INSTRUCTIONS FOR THE TASK: Starting at the top of the data and ending with the line that holds "## Description", transcribe each line exactly; include both ends.

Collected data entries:
PR #875, opened 2026-04-21
feat(pgctld): add --init-db-sql-file flag to run SQL after initdb

rafael:
## Summary

- Adds `--init-db-sql-file` to `pgctld` (repeatable / CSV StringSlice) that runs each .sql file against the target database during `pgctld init` and the gRPC `InitDataDir` RPC.
- Mirrors Vitess's `--init_db_sql_file`, scoped to per-instance bootstrap (users, GRANTs, extensions, seed data) — the single-file design is extended to support multiple files run in order.
- Exposes the same option in shard-setup integration tests as `WithInitDbSQLFiles(...)`, with a new end-to-end test that asserts init-script artifacts exist on the elected primary after bootstrap.

## Description

Each file is executed via `psql -v ON_ERROR_STOP=1 -f <file>` against `--pg-database` using the transient PostgreSQL instance already used for custom-database creation. If both a non-default database and init SQL files are set, the transient instance starts once and handles both steps. Files are validated with `os.Stat` up front so operator misconfiguration (missing path) surfaces a clear error at the CLI boundary rather than buried inside psql stderr.

Refactor note: `setupDatabase` is split into `createDatabaseOnInstance(pg, database)` so it can share the transient instance with the new `runInitDbSQLFiles` helper, avoiding a double start/stop when both features are in use.

## Test plan

- [x] Unit: `TestInitDbSQLFilesFlag` (parsing: default / repeated / CSV)
- [x] Unit: `TestRunInitDbSQLFiles` (order, missing-file error, abort-on-first-failure with mock psql)
- [x] Integration: `TestShardSetup_InitDbSQLFilesExecuted` — bootstraps a shard with two init SQL files, verifies the created table row and cluster-wide role exist on the primary

---
Fixes: MUL-366

### DIFF
--- a/go/cmd/pgctld/command/init.go
+++ b/go/cmd/pgctld/command/init.go
@@ -110,11 +110,11 @@ func InitDataDirWithResult(logger *slog.Logger, poolerDir string, cfg PgCtldServ
 		return nil, fmt.Errorf("failed to create postgres config: %w", err)
 	}
 
-	// If the target database is not the default "postgres" (always created by initdb),
-	// start PostgreSQL transiently and create it — same as docker-library/postgres does.
-	if cfg.Database != constants.DefaultPostgresDatabase {
-		if err := setupDatabase(logger, cfg); err != nil {
-			return nil, fmt.Errorf("failed to create database %q: %w", cfg.Database, err)
+	// Post-initdb steps that need a running server (custom DB creation, init
+	// SQL files) share a single transient PostgreSQL instance.
+	if cfg.Database != constants.DefaultPostgresDatabase || len(cfg.InitDbSQLFiles) > 0 {
+		if err := postInitdbSetup(logger, cfg); err != nil {
+			return nil, err
 		}
 	}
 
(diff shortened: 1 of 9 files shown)


go/cmd/pgctld/command/init.go
```diff
@@ -124,13 +124,61 @@ func InitDataDirWithResult(logger *slog.Logger, poolerDir string, cfg PgCtldServ
...
+		if err := createDatabaseOnInstance(logger, pg, cfg.Database); err != nil {
+			return fmt.Errorf("failed to create database %q: %w", cfg.Database, err)
+		}
+	}
+
+	if runSQL {
+		if err := runInitDbSQLFiles(logger, pg, cfg.Database, cfg.InitDbSQLFiles); err != nil {
+			return err
+		}
+	}
```
mkindahl: Nit (feel free to ignore): If there are no files, the for-loop will not iterate, so it is strictly speaking not necessary to have an if-statement around this.

go/cmd/pgctld/command/root.go
```diff
@@ -114,6 +115,11 @@ func GetRootCommand() (*cobra.Command, *PgCtlCommand) {
 			EnvVars:  []string{constants.PgInitdbArgsEnvVar},
 			Dynamic:  false,
 		}),
+		initDbSQLFiles: viperutil.Configure(reg, "init-db-sql-file", viperutil.Options[[]string]{
+			Default:  []string{},
+			FlagName: "init-db-sql-file",
+			Dynamic:  false,
+		}),
```
mkindahl, line 123: We might want to make this possible to configure using an environment variable. No strong opinion, and I don't think we need it right now, but it seems useful in docker containers.

go/cmd/pgctld/command/root.go
```diff
@@ -164,6 +170,7 @@ management for PostgreSQL servers.`,
 	root.PersistentFlags().String("pg-hba-template", pc.pgHbaTemplate.Default(), "Path to custom pg_hba.conf template file")
 	root.PersistentFlags().String("postgres-config-template", pc.postgresConfigTmpl.Default(), "Path to custom postgresql.conf template file")
 	root.PersistentFlags().String("pg-initdb-args", pc.pgInitdbArgs.Default(), "Extra arguments passed to initdb (overrides "+constants.PgInitdbArgsEnvVar+" env var)")
+	root.PersistentFlags().StringSlice("init-db-sql-file", pc.initDbSQLFiles.Default(), "Path to a .sql file to run against the target database after data directory initialization. Repeat the flag to run multiple files in order.")
```
mkindahl:
```suggestion
	root.PersistentFlags().StringSlice("init-db-sql-file", pc.initDbSQLFiles.Default(), "Path to an .sql file to run against the target database after data directory initialization. Repeat the flag to run multiple files in order.")
```

mkindahl (approved):
LGTM.

cuongdo (approved):

go/cmd/pgctld/command/root.go
rafael: Good idea. Added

REPLY:
PR #875, opened 2026-04-21
feat(pgctld): add --init-db-sql-file flag to run SQL after initdb

rafael:
## Summary

- Adds `--init-db-sql-file` to `pgctld` (repeatable / CSV StringSlice) that runs each .sql file against the target database during `pgctld init` and the gRPC `InitDataDir` RPC.
- Mirrors Vitess's `--init_db_sql_file`, scoped to per-instance bootstrap (users, GRANTs, extensions, seed data) — the single-file design is extended to support multiple files run in order.
- Exposes the same option in shard-setup integration tests as `WithInitDbSQLFiles(...)`, with a new end-to-end test that asserts init-script artifacts exist on the elected primary after bootstrap.

## Description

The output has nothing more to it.